» What is needed
Give as output the line that contains "I had set the", followed by every remaining line of the entries, unchanged and with nothing added.

══ Record extracts

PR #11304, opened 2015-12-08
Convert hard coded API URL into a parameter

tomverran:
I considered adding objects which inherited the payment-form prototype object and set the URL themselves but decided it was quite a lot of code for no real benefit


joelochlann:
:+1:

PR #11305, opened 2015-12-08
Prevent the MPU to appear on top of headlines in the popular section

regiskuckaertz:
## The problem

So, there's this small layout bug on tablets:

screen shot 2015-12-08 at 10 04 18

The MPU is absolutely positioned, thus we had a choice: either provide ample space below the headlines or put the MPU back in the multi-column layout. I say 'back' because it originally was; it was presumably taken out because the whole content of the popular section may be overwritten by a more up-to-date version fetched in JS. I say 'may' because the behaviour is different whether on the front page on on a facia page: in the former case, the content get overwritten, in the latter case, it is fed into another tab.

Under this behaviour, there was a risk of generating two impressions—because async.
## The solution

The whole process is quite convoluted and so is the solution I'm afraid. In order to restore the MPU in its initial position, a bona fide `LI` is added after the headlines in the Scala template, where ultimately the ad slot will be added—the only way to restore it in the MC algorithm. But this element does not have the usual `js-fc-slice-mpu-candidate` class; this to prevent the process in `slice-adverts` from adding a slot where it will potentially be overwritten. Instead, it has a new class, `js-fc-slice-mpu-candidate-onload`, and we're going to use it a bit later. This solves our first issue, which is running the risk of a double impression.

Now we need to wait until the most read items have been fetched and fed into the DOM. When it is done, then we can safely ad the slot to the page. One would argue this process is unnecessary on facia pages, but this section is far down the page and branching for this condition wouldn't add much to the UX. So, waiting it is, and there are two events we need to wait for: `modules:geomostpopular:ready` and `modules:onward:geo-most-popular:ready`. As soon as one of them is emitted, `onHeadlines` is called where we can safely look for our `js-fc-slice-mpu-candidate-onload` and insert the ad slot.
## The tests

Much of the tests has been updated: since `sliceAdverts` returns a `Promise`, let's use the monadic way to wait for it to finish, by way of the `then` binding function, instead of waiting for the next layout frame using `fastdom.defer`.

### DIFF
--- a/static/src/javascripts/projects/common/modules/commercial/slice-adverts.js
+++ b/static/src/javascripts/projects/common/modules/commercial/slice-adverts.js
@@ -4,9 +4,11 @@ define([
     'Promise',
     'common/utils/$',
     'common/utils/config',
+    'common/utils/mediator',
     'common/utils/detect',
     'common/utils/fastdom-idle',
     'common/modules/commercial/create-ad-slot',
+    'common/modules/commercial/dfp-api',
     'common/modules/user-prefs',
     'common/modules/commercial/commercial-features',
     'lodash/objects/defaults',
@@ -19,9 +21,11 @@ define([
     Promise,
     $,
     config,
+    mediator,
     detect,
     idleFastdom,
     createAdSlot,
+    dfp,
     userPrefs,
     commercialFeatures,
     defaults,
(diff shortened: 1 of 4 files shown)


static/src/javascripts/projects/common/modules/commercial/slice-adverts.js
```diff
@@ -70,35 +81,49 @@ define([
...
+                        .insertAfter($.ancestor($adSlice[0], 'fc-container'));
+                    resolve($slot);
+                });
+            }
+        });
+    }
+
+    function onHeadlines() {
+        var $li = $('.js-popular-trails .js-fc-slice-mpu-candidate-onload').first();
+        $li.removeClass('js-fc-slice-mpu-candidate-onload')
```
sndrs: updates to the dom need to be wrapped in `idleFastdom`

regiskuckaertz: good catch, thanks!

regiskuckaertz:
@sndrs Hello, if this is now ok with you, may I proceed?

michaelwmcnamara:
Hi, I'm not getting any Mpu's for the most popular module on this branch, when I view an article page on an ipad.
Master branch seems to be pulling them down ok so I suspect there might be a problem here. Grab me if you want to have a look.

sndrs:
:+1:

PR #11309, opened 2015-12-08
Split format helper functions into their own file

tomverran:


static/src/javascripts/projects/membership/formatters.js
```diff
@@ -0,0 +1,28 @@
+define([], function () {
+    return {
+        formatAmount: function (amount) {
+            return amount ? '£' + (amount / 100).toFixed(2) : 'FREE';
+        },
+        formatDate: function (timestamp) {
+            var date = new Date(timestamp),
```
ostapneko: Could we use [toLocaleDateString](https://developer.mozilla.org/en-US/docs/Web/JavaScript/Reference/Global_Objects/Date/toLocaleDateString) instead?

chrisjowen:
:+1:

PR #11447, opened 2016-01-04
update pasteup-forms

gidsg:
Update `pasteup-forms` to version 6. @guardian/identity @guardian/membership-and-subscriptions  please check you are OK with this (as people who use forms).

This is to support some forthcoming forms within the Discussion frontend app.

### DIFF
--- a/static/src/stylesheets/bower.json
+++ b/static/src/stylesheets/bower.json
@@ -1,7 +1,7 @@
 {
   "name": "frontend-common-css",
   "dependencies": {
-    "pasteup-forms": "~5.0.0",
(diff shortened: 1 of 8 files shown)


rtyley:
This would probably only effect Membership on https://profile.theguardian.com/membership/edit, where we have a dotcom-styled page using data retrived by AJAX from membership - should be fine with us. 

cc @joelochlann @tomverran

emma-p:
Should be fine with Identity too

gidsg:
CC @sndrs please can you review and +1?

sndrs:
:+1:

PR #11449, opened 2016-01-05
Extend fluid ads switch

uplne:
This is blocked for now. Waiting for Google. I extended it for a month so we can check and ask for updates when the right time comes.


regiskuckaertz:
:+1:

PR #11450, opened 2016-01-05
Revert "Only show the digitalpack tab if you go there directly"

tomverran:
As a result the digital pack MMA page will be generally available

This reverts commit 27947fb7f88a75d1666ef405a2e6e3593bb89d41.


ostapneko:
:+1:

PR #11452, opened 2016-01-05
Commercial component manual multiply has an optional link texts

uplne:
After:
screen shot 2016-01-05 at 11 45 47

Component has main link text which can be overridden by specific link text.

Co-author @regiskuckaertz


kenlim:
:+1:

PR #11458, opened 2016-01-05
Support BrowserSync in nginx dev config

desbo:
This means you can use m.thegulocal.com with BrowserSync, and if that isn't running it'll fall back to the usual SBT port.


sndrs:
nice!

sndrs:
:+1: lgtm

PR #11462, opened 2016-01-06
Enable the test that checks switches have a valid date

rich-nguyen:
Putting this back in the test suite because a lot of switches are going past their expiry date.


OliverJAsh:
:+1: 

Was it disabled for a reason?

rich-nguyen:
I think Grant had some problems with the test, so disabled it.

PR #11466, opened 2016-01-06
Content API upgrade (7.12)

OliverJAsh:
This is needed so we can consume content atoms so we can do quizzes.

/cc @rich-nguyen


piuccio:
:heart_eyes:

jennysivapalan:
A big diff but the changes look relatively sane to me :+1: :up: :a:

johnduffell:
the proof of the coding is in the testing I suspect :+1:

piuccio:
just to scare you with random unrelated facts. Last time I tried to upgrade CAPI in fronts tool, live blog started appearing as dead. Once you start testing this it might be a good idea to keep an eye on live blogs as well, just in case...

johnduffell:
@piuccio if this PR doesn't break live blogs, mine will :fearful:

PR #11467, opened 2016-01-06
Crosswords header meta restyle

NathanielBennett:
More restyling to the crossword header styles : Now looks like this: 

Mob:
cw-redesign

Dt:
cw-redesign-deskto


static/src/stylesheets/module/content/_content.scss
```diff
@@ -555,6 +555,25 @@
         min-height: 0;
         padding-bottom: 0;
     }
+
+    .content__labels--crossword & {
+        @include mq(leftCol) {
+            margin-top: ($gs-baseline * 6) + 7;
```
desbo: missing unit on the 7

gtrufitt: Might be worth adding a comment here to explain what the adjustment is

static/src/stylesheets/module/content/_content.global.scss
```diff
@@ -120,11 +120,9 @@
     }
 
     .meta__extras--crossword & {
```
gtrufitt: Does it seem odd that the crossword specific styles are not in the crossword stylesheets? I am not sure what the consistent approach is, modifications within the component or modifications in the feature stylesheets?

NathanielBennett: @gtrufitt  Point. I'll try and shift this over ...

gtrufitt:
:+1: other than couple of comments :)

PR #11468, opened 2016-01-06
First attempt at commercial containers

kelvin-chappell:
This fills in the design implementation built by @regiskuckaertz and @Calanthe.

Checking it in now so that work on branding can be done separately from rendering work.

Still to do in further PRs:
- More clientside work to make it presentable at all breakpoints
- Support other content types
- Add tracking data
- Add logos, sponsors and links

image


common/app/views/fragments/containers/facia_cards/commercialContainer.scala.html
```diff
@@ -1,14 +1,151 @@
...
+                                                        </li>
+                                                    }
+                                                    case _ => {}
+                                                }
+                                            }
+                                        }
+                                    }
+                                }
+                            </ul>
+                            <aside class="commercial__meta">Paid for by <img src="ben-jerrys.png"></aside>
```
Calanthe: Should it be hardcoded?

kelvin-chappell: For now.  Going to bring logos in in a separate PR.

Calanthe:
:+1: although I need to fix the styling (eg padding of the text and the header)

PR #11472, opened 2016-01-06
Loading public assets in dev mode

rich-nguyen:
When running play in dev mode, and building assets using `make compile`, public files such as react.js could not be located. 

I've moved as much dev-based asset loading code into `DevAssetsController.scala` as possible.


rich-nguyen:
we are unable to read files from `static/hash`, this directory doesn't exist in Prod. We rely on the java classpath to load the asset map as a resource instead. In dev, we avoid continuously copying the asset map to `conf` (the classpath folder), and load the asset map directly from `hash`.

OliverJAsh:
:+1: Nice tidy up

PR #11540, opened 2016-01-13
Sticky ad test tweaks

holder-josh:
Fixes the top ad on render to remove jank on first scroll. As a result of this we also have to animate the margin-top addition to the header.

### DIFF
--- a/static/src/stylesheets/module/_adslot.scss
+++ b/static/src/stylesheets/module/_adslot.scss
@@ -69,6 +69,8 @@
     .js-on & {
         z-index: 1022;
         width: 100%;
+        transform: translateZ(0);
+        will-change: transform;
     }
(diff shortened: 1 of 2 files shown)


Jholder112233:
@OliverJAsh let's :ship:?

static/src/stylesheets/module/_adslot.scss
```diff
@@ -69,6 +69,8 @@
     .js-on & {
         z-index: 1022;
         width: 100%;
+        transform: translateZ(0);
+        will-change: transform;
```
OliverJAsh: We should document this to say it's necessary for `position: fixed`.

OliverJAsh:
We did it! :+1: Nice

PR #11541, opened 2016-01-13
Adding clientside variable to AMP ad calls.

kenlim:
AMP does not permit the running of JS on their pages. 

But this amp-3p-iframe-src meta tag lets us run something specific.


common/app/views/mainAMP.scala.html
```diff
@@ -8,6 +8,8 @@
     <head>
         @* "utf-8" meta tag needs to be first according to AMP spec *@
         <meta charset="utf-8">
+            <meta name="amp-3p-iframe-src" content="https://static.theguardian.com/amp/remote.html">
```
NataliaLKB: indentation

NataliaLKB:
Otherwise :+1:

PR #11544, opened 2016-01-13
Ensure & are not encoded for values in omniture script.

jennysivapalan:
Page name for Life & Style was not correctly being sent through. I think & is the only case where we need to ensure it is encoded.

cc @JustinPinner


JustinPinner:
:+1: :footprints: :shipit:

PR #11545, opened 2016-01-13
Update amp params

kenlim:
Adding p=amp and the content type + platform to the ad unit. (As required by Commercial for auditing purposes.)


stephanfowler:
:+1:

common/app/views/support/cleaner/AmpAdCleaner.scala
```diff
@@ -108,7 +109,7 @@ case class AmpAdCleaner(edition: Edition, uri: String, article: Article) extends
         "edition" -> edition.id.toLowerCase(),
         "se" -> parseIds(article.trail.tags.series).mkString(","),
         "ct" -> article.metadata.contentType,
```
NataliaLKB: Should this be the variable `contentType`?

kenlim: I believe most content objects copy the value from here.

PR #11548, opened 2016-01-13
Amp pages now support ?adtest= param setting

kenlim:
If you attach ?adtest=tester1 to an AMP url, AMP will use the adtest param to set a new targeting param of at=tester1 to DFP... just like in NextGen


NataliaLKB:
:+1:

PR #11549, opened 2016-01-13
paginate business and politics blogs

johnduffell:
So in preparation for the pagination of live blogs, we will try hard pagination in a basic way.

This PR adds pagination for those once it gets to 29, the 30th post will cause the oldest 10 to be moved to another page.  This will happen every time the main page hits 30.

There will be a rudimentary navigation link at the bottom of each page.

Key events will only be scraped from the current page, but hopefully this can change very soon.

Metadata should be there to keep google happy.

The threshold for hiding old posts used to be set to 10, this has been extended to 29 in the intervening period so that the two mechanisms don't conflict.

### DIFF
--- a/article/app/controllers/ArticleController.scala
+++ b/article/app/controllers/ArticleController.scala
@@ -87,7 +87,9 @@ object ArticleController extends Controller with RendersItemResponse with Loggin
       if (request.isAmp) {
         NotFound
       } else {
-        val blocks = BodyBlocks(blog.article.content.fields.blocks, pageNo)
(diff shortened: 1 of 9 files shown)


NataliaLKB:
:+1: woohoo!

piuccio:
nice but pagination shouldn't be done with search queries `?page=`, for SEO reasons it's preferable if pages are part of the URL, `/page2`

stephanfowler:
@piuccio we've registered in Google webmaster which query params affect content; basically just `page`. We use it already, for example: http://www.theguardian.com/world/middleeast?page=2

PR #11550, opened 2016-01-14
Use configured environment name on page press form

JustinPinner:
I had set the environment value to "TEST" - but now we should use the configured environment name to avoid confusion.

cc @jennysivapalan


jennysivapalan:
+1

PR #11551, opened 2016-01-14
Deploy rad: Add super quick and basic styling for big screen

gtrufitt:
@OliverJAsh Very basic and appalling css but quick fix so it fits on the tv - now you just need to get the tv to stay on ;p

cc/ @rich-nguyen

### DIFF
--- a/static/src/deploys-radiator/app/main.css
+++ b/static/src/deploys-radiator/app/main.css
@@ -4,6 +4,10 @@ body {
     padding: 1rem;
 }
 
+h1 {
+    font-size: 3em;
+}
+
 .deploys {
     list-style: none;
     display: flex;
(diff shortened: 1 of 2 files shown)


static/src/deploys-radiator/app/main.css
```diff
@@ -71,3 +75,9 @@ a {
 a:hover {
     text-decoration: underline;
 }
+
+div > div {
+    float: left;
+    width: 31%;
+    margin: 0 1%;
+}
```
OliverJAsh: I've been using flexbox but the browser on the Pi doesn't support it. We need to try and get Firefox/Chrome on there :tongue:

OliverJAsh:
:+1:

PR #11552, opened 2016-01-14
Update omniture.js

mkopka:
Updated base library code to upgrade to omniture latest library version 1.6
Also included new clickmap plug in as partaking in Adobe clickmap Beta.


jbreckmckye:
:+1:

════

» Answer space
I had set the environment value to "TEST" - but now we should use the configured environment name to avoid confusion.

cc @jennysivapalan


jennysivapalan:
+1

PR #11551, opened 2016-01-14
Deploy rad: Add super quick and basic styling for big screen

gtrufitt:
@OliverJAsh Very basic and appalling css but quick fix so it fits on the tv - now you just need to get the tv to stay on ;p

cc/ @rich-nguyen

### DIFF
--- a/static/src/deploys-radiator/app/main.css
+++ b/static/src/deploys-radiator/app/main.css
@@ -4,6 +4,10 @@ body {
     padding: 1rem;
 }
 
+h1 {
+    font-size: 3em;
+}
+
 .deploys {
     list-style: none;
     display: flex;
(diff shortened: 1 of 2 files shown)


static/src/deploys-radiator/app/main.css
```diff
@@ -71,3 +75,9 @@ a {
 a:hover {
     text-decoration: underline;
 }
+
+div > div {
+    float: left;
+    width: 31%;
+    margin: 0 1%;
+}
```
OliverJAsh: I've been using flexbox but the browser on the Pi doesn't support it. We need to try and get Firefox/Chrome on there :tongue:

OliverJAsh:
:+1:

PR #11552, opened 2016-01-14
Update omniture.js

mkopka:
Updated base library code to upgrade to omniture latest library version 1.6
Also included new clickmap plug in as partaking in Adobe clickmap Beta.


jbreckmckye:
:+1:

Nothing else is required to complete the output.